(Stored data entries)
****

PR #3767, opened 2024-12-20
net: use gossip ip as net tile ip

anwayde:
When peers send packets, they set the destination to our gossip IP. If the gossip IP is different than the interface IP we determine using `listen_address` (for example, if the interface has multiple IPs which is the case for double zero), the incoming packets never gets routed to FD.


ripatel-fd:
Is this a double zero related fix? If so, I suggest closing this. 
My net tile rewrite natively supports ingress targeting any assigned IP (weak host model) so this isn't needed.

anwayde:
It is helpful for double zero but in general this just seems the correct behavior anyways than what it is right now.

ripatel-fd:
> It is helpful for double zero but in general this just seems the correct behavior anyways than what it is right now.

@anwayde I see. Is anything broken at the moment that is fixed by this PR? In case not, I'm hesitant to do this change and risk a regression

anwayde:
Ok, since this isn't rushed, closing in favor of the rewrite that's coming soon

PR #3784, opened 2024-12-24
flamenco, blockstore: deserialize per-batch and allow trailing bytes

yufeng-jump:
Agave has this notion of a batch of data shreds.  The presence of one of the COMPLETE flags in a data shred marks the end of a batch. Moreover, bincode deserialization of microblocks is performed on a per-batch basis.  Precisely a single array of microblocks is expected to be deserialized from a batch.  Trailing bytes in each batch are ignored by default.

Block parsers in both the runtime and the blockstore lack the notion of a batch, and consequently do not properly handle blocks with trailing bytes, such as
https://explorer.solana.com/block/308445708
which has 7335 trailing bytes in the last batch.

### DIFF
--- a/src/flamenco/runtime/fd_blockstore.c
+++ b/src/flamenco/runtime/fd_blockstore.c
@@ -460,34 +460,46 @@ fd_blockstore_scan_block( fd_blockstore_t * blockstore, ulong slot, fd_block_t *
   fd_block_txn_t txns[MAX_TXNS];
   ulong              txns_cnt = 0;
 
-  uchar * data = fd_wksp_laddr_fast( fd_blockstore_wksp( blockstore ), block->data_gaddr );
-  ulong   sz   = block->data_sz;
-  FD_LOG_DEBUG(( "scanning slot %lu, ptr %p, sz %lu", slot, (void *)data, sz ));
+  /*
+   * Agave decodes precisely one array of microblocks from each batch.
+   * As of bincode version 1.3.3, the default deserializer used when
+   * decoding a batch in the blockstore allows for trailing bytes to be
+   * ignored.
+   * https://github.com/anza-xyz/agave/blob/v2.1.0/ledger/src/blockstore.rs#L3764
+   */
+  uchar allow_trailing = 1UL;
 
-  ulong blockoff = 0;
-  while( blockoff < sz ) {
-    if( blockoff + sizeof( ulong ) > sz ) FD_LOG_ERR(( "premature end of block" ));
-    ulong mcount = FD_LOAD( ulong, (const uchar *)data + blockoff );
+  uchar const * data = fd_blockstore_block_data_laddr( blockstore, block );
+  FD_LOG_DEBUG(( "scanning slot %lu, ptr %p, sz %lu", slot, (void *)data, block->data_sz ));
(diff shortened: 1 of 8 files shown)


src/ballet/shred/fd_shred.h
```diff
@@ -142,6 +142,9 @@ typedef uchar fd_shred_merkle_t[FD_SHRED_MERKLE_NODE_SZ];
 /* Maximum number of data shreds in a slot, also maximum number of parity shreds in a slot */
 #define FD_SHRED_MAX_PER_SLOT (1 << 15UL) /* 32,768 shreds */
 
+/* Maximum number of entry batches per block.  The agave deshredder performs bincode deserialization on a per-batch basis. */
+#define FD_SHRED_MAX_BATCHES_PER_BLOCK (64UL)
+
```
topointon-jump, line 147: > The agave deshredder performs bincode deserialization on a per-batch basis.

From my reading of the code, it first deshreds the individual shreds to reconstruct the original buffer, and then bincode deserializes that buffer _once_ to reconstruct the entries. So we only need to worry about trailing bytes for the single vector of entries, not each batch in the shred.

I could be wrong 😄  where in the code do you see this repeated deserialization?

lidatong:
not sure the blockstore / deshredder need to know about trailing bytes -- seems that concept should be in the parsing in `fd_runtime`?

also there are 64 ticks but i believe there can be a lot more than 64 entry batches. if every entry batch has a single entry with a single txn

lidatong:
it makes sense to add the notion of entry batch offsets somewhere in the blockstore code though to support replaying entries vs. entire blocks. we should discuss

src/ballet/shred/fd_shred.h
lidatong: i believe yufeng is saying the same thing as you, which is deserializing a vector of entries = entry batch once

here he's defining that there are up to 64 entry batches in a block. but i believe that constant is wrong. see my comment below

yufeng-jump: Think it's flattened after each individual range gets a deserialize() call?  It's very confusing, but a range corresponds to a batch, and I think deshred() also gets called more than once.

https://github.com/anza-xyz/agave/blob/v2.1.0/ledger/src/blockstore.rs#L3744

topointon-jump (commented):
Am looking at the iteration logic in the live case now, will have a fix up soon

src/flamenco/runtime/fd_blockstore.c
```diff
@@ -535,6 +547,18 @@ fd_blockstore_scan_block( fd_blockstore_t * blockstore, ulong slot, fd_block_t *
         blockoff += pay_sz;
       }
     }
+    if( FD_UNLIKELY( blockoff > batch_end_off ) ) {
+      FD_LOG_ERR(( "parser error: shouldn't have been allowed to read past batch boundary" ));
```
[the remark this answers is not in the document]
yufeng-jump: There are a handful of FD_LOG_ERR calls in scan_block() that shouldn't crash the validator.  That can be a separate followup PR.

topointon-jump (approved):

PR #3785, opened 2024-12-24
check_acct_cnt: add a check for zero accts in a instruction

jumpsiegel:
A lot of this PR is white space edits.  The only real change is at line 1198 where I check for zero accounts 
to match the solana behavior.

### DIFF
--- a/src/flamenco/runtime/fd_executor.c
+++ b/src/flamenco/runtime/fd_executor.c
@@ -318,17 +318,17 @@ fd_executor_verify_precompiles( fd_exec_txn_ctx_t * txn_ctx ) {
 }
 
 
-/* Only accounts in the transaction account keys that are owned by one of the four 
-   loaders (bpf v1, v2, v3, v4) are iterated over in Agave's replenish_program_cache() 
-   function to be loaded into the program cache. An account may be in the program cache 
-   iff the owners match one of the four loaders since `filter_executable_program_accounts()` 
+/* Only accounts in the transaction account keys that are owned by one of the four
+   loaders (bpf v1, v2, v3, v4) are iterated over in Agave's replenish_program_cache()
+   function to be loaded into the program cache. An account may be in the program cache
+   iff the owners match one of the four loaders since `filter_executable_program_accounts()`
    filters out all other accounts here:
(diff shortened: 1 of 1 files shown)


src/flamenco/runtime/fd_executor.c
```diff
@@ -1184,89 +1184,84 @@ fd_instr_stack_pop( fd_exec_txn_ctx_t *       txn_ctx,
...
-    } else {
-      /* if txn_ctx->exec_err is not set, it indicates an instruction error */
-      if( !txn_ctx->exec_err ) {
-        FD_TXN_ERR_FOR_LOG_INSTR( txn_ctx, exec_result, txn_ctx->instr_err_idx );
+
+      // https://github.com/anza-xyz/agave/blob/b1acfbde5bd78488641e7dca3cafc07bef48b87b/program-runtime/src/invoke_context.rs#L251
+      //
+      // the get_last_program_key() throws the error that causes the UNSUPPORTED_PROGRAM_ID
+      int err = ( instr->acct_cnt == 0 ) ? FD_EXECUTOR_INSTR_ERR_UNSUPPORTED_PROGRAM_ID : fd_instr_stack_push( txn_ctx, instr );
+      if( FD_UNLIKELY( err ) ) {
```
topointon-jump, line 1199: From what I can tell, `InstructionContext.get_last_program_key` uses the _transaction's_ program indicies list. This is given to the instruction context at instruction preperation time, but is ultimately populated when the accounts for the _transaction_ are loaded: https://github.com/anza-xyz/agave/blob/e063c19025d65870a513fcc010c47685dc989d52/svm/src/account_loader.rs#L476

This uses each instruction's `program_id_index` (https://github.com/anza-xyz/agave/blob/e063c19025d65870a513fcc010c47685dc989d52/svm-transaction/src/instruction.rs#L9), _not_ the list of instruction accounts (https://github.com/anza-xyz/agave/blob/e063c19025d65870a513fcc010c47685dc989d52/svm-transaction/src/instruction.rs#L11).

So this check needs to be done at the transaction level, using each instruction's `program_id` field and checking that this corresponds to a _transaction account_.

kbhargava-jump:
fixed in https://github.com/firedancer-io/firedancer/pull/3916

PR #3800, opened 2024-12-29
Decouple fd_quic from Ethernet layer

### LINKED ISSUE #3798: Remove Ethernet references from fd_quic
fd_quic doesn't need to be aware of layer 2 details

ripatel-fd:
Closes #3798

### DIFF
--- a/src/waltz/quic/tests/fd_quic_test_helpers.c
+++ b/src/waltz/quic/tests/fd_quic_test_helpers.c
@@ -18,8 +18,6 @@
 
 FILE * fd_quic_test_pcap;
 
-/* Mac address counter, incremented for each new QUIC */
-static ulong test_mac_addr_seq = 0x0A0000000000;
 /* IP address counter, incremented for each new QUIC */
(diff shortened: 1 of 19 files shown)


src/waltz/quic/tests/fd_quic_test_helpers.c
```diff
@@ -582,16 +633,14 @@ int
...
-  (void)opt_batch_idx; /* FIXME fd_aio compliance */
-
-  fd_quic_netem_t * mitm_ctx = (fd_quic_netem_t *)ctx;
+  fd_quic_netem_t * mitm_ctx = ctx;
 
   /* go packet by packet */
   for( ulong j = 0UL; j < batch_cnt; ++j ) {
     /* generate a random number and compare with threshold, and either pass thru or drop */
-    static FD_TL uint seed = 0;
+    static FD_TL uint seed = 0; /* FIXME use fd_log_tid */
```
nbridge-jump, line 643: I think tests should be deterministic. You could allow the caller to override the seed, and give the user the ability to run with different seeds, but in CI, for example, you want to be able to run locally exactly what ran in CI

nbridge-jump (approved):

PR #3803, opened 2024-12-30
build.sh: default to Linux only machine types

ripatel-fd:
Fixes bug where CI tries to build macOS and FreeBSD builds on
a Linux environment without cross-compile infra

ShellCheck fixes:
- SC2045: Iterating over ls output is fragile. Use globs
- SC2145: Argument mixes string and array. Use * or separate argument.

### DIFF
--- a/contrib/build.sh
+++ b/contrib/build.sh
@@ -1,5 +1,7 @@
 #!/bin/bash
 
+shopt -s nullglob
+
 # help message
 help() {
   echo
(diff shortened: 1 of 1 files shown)


ripatel-fd:
@anwayde Could you review this script and test it? On my box, the compilers are under `/opt/rh` not `/opt/gcc` so I can't test it myself.

anwayde (approved):

PR #3811, opened 2024-12-30
Reduce fdctl config interface name lengths

ripatel-fd:
Fixes a false positive stringop-truncation lint


mmcgee-jump:
Does this represent some known constant we can refer to?

mmcgee-jump (approved):

ripatel-fd:
> Does this represent some known constant we can refer to?

IF_NAMESIZE

PR #3820, opened 2025-01-02
flamenco: fix get_minimum_stake_delegation logic

two-heart:
cf. the agave logic:

```rust
/// The minimum stake amount that can be delegated, in lamports.
/// NOTE: This is also used to calculate the minimum balance of a delegated stake account,
/// which is the rent exempt reserve _plus_ the minimum stake delegation.
#[inline(always)]
pub fn get_minimum_delegation(feature_set: &FeatureSet) -> u64 {
    if feature_set.is_active(&feature_set::stake_raise_minimum_delegation_to_1_sol::id()) {
        const MINIMUM_DELEGATION_SOL: u64 = 1;
        MINIMUM_DELEGATION_SOL * LAMPORTS_PER_SOL
    } else {
        1
    }
}
```

### DIFF
--- a/src/flamenco/rewards/fd_rewards.c
+++ b/src/flamenco/rewards/fd_rewards.c
@@ -315,7 +315,7 @@ get_minimum_stake_delegation( fd_exec_slot_ctx_t * slot_ctx ) {
         return 0UL;
     }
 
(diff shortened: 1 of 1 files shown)


topointon-jump (approved):
Thank-you!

****

● **Exercise prompt**
In the entries above, please find the line with "PR #3784, opened 2024-12-24" and the line with "Agave has this", then write out exactly those two lines and every line between them, and nothing more.

● **Your response**
PR #3784, opened 2024-12-24
flamenco, blockstore: deserialize per-batch and allow trailing bytes

yufeng-jump:
Agave has this notion of a batch of data shreds.  The presence of one of the COMPLETE flags in a data shred marks the end of a batch. Moreover, bincode deserialization of microblocks is performed on a per-batch basis.  Precisely a single array of microblocks is expected to be deserialized from a batch.  Trailing bytes in each batch are ignored by default.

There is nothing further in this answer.